Ann R Coll Surg Engl. 1996 Nov;78(6):531-5.
Clinical similarities between the sepsis syndrome seen in severe acute pancreatitis (AP) and that seen after burns, postoperative infection and trauma led to a series of investigations to elucidate the nature of immunological compromise in cases of severe AP. Significant alterations in lymphocyte surface marker antigen expression were demonstrated with reduced total T-lymphocyte (CD3), T-helper (CD4) and T-suppressor (CD8) cell numbers (P < 0.001, Mann-Whitney U test) during the acute phase of severe attacks compared with mild attacks. These abnormalities were reversible with increased CD3 (P < 0.005, Student's t test), CD4 (P < 0.01) and CD8 (P < 0.05) numbers in the convalescent phase of severe attacks.
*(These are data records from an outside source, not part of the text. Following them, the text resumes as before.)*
PR #10774, opened 2021-09-03
FreePort draw from outside ephemeral port range

aherrmann-da:
`LockedFreePort` uses collaborative locking via a file lock on the chosen port. Previously the port was taked out of the ephemeral range by binding on port 0 and then releasing it again right away. However, other parts of the code base bind on port 0 without using `LockedFreePort`. This leaves a potential for collisions on ports.

This changes `FreePort` to draw ports from outside the ephemeral port range.

### Pull Request Checklist

trigger the build.


libs-scala/ports/src/main/scala/com/digitalasset/ports/FreePort.scala
```diff
@@ -3,17 +3,102 @@
...
+        try {
+          val socket = new ServerSocket(candidate, 0, InetAddress.getLoopbackAddress)
+          socket.close()
+          true
+        } catch {
+          case _: IOException => false
+        }
+      }
+      .map(found => Port(found))
+      .get
```
SamirTalwar-DA, line 31: Consider a more meaningful exception if this fails.

libs-scala/ports/src/main/scala/com/digitalasset/ports/FreePort.scala
```diff
@@ -3,17 +3,102 @@
...
+import scala.io.Source
+import scala.sys.process.Process
+import scala.util.{Random, Try}
+
 object FreePort {
 
   def find(): Port = {
-    val socket = new ServerSocket(0, 0, InetAddress.getLoopbackAddress)
+    val maxAttempts = 100
+    val dynamicRange = dynamicPortRange()
```
SamirTalwar-DA, line 17: Can you make these `private val`s of the containing object?

SamirTalwar-DA (approved):
Seems heavy, but probably a good idea.

aherrmann-da (commented):
> Consider a more meaningful exception if this fails.

Done.

There are a couple more things I cleaned up in this PR. I had opened it as a draft early to run CI on Windows and MacOS.

libs-scala/ports/src/main/scala/com/digitalasset/ports/FreePort.scala
```diff
@@ -3,17 +3,127 @@
...
+import scala.util.{Failure, Random, Try}
+
 object FreePort {
+  private val maxAttempts = 100
+  private[ports] val dynamicRange = dynamicPortRange()
 
+  /** Find a free port.
+    *
+    * This determines whether a port is free by attempting to bind it and immediately releasing it again.
+    * Note, this does not guarantee that the port is still free after this function returns, see [[LockedFreePort]].
```
aherrmann-da, line 22: I think there is a potential race condition with the `LockedFreePort` approach, as described in the commit message [here](https://github.com/digital-asset/daml/pull/10774/commits/7805c40ae7e56f3b9dbdf2574bb3b0c7210e8846). However, that issue was already present before this PR, so I'd prefer to address it separately.

libs-scala/ports/src/main/scala/com/digitalasset/ports/FreePort.scala
```diff
@@ -3,17 +3,127 @@
...
+        }
+      }
+      .map(found => Port(found))
+      .getOrElse(throw NoFreePortException)
+  }
+
+  sealed abstract class FindPortException(message: String, cause: Throwable)
+      extends RuntimeException(message, cause) {
+    def this(message: String) = this(message, null)
+  }
```
stefanobaghino-da, line 47:
```suggestion
  sealed abstract class FindPortException(message: String, cause: Throwable = null)
      extends RuntimeException(message, cause)
```
This should be effectively the same.

libs-scala/ports/src/main/scala/com/digitalasset/ports/FreePort.scala
```diff
@@ -3,17 +3,127 @@
...
+    val numAvailablePorts = numLowerPorts + numUpperPorts
+    val gen = new Random()
+    def genPort(): Int = {
+      val n = gen.nextInt(numAvailablePorts)
+      if (n < numLowerPorts) {
+        n + minPort
+      } else {
+        n - numLowerPorts + maxExcl + 1
+      }
+    }
```
stefanobaghino-da, line 69:
```suggestion
    def genPort(): Int = {
      val n = scala.util.Random.nextInt(numAvailablePorts)
      if (n < numLowerPorts) {
        n + minPort
      } else {
        n - numLowerPorts + maxExcl + 1
      }
    }
```
Instantiating a `Random` is useful to improve testability using a fixed seed, otherwise you can just use the companion object which already is a `Random` instance.

libs-scala/ports/src/main/scala/com/digitalasset/ports/FreePort.scala
```diff
@@ -3,17 +3,127 @@
...
+    def wrapError[A](a: Try[A]): A = a.recoverWith { case e =>
+      Failure(DynamicPortRangeException(e))
+    }.get
+    sys.props("os.name") match {
+      case os if os.toLowerCase.contains("windows") =>
+        wrapError(windowsDynamicPortRange())
+      case os if os.toLowerCase.contains("mac") =>
+        wrapError(macosDynamicPortRange())
+      case os if os.toLowerCase.contains("linux") =>
+        wrapError(linuxDynamicPortRange())
```
stefanobaghino-da, line 83: This starts to be quite finicky. We only use this for testing, so we control the environment, right?

stefanobaghino-da (commented):
Looks good, thanks!

libs-scala/ports/src/main/scala/com/digitalasset/ports/FreePort.scala
```diff
@@ -3,17 +3,127 @@
...
+  }
+
+  final case object NoFreePortException extends FindPortException("No free port found")
+
+  final case class DynamicPortRangeException(cause: Throwable)
+      extends FindPortException("Failed to determine the dynamic port range", cause)
+
+  private def randomPortGen(dynamicRange: (Int, Int)): () => Int = {
+    val (minPort, maxPort) = (1024, 65536)
+    val minExcl = Math.min(Math.max(minPort, dynamicRange._1), maxPort)
```
cocreature, line 56: maybe a comment on the range you’re trying to find here would be useful.

libs-scala/ports/src/main/scala/com/digitalasset/ports/FreePort.scala
cocreature: yes should only be used for testing. Maybe worth considering splitting `libs-scala/ports` into a testing lib and a non-testing lib but let’s leave that for a separate PR.

cocreature (approved):
Thanks!
I admit I’m somewhat scared by the increasing complexity here. I took a look at where we actually use this and afaict it’s only used for two things at this point:
1. toxiproxy
2. postgres

I wonder if we could find solutions there where we bind directly to port 0 and scrape it from log files and kill LockedFreePort completely.

libs-scala/ports/src/main/scala/com/digitalasset/ports/FreePort.scala
aherrmann-da: :+1: Was taken from somewhere else in the repo.

libs-scala/ports/src/main/scala/com/digitalasset/ports/FreePort.scala
aherrmann-da: From CI:
```
Some internal dependencies are not published to Maven Central!
//daml-script/converter:converter
	- //bazel_tools/runfiles:scala_runfiles
```
We may need to split the testing part out either way.

libs-scala/ports/src/main/scala/com/digitalasset/ports/FreePort.scala
aherrmann-da: done

aherrmann-da:
> Thanks!
> I admit I’m somewhat scared by the increasing complexity here. I took a look at where we actually use this and afaict it’s only used for two things at this point:
> 
>     1. toxiproxy
> 
>     2. postgres
> 
> 
> I wonder if we could find solutions there where we bind directly to port 0 and scrape it from log files and kill LockedFreePort completely.

Yes, unfortunately toxiproxy generates no port file and prints port 0 (not the bound port) [to the log](https://github.com/Shopify/toxiproxy/blob/115744c10c81899b133efca6ff16053f74b2d9d3/api.go#L81). Alternatively, we could patch toxiproxy.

Experiments with a murine model of acute pancreatitis demonstrated further cellular immune abnormalities in AP as have previously been documented in models of burn, trauma and sepsis. Decreased interleukin-2 production by mononuclear cells (P < 0.005) was associated with susceptibility to endotoxin challenge. Immunomodulatory therapy in the form of exogenous IL-2 therapy or with induction of endotoxin tolerance not only led to increased IL-2 production (P < 0.01) but also to significantly reduced mortality after endotoxin exposure compared with control animals (P < 0.05, Wilcoxon-Gehan statistic). Cellular immune dysfunction in acute pancreatitis is seen in humans and in a murine model; it is associated with endotoxin exposure and with susceptibility to the deleterious effects of endotoxin and can be partially reversed by exogenous IL-2 therapy and by induction of endotoxin tolerance.
重症急性胰腺炎(AP)患者出现的脓毒症综合征与烧伤、术后感染及创伤后出现的脓毒症综合征在临床症状上存在相似之处,这引发了一系列研究,旨在阐明重症AP患者免疫功能受损的本质。与轻症发作相比,重症发作急性期淋巴细胞表面标志物抗原表达出现显著改变,总T淋巴细胞(CD3)、辅助性T细胞(CD4)和抑制性T细胞(CD8)数量减少(Mann-Whitney U检验,P<0.001)。在重症发作的恢复期,这些异常现象可逆转,CD3(Student's t检验,P<0.005)、CD4(P<0.01)和CD8(P<0.05)数量增加。急性胰腺炎小鼠模型实验表明,AP还存在进一步的细胞免疫异常,这与之前在烧伤、创伤和脓毒症模型中所记录的情况一致。单核细胞白细胞介素-2生成减少(P<0.005)与对内毒素攻击的易感性相关。以外源性IL-2治疗或诱导内毒素耐受形式进行的免疫调节治疗,不仅可使IL-2生成增加(P<0.01),而且与对照动物相比,内毒素暴露后的死亡率显著降低(Wilcoxon-Gehan统计量,P<0.05)。急性胰腺炎患者及小鼠模型中均存在细胞免疫功能障碍;它与内毒素暴露以及对内毒素有害作用的易感性相关,并且可通过外源性IL-2治疗和诱导内毒素耐受得到部分逆转。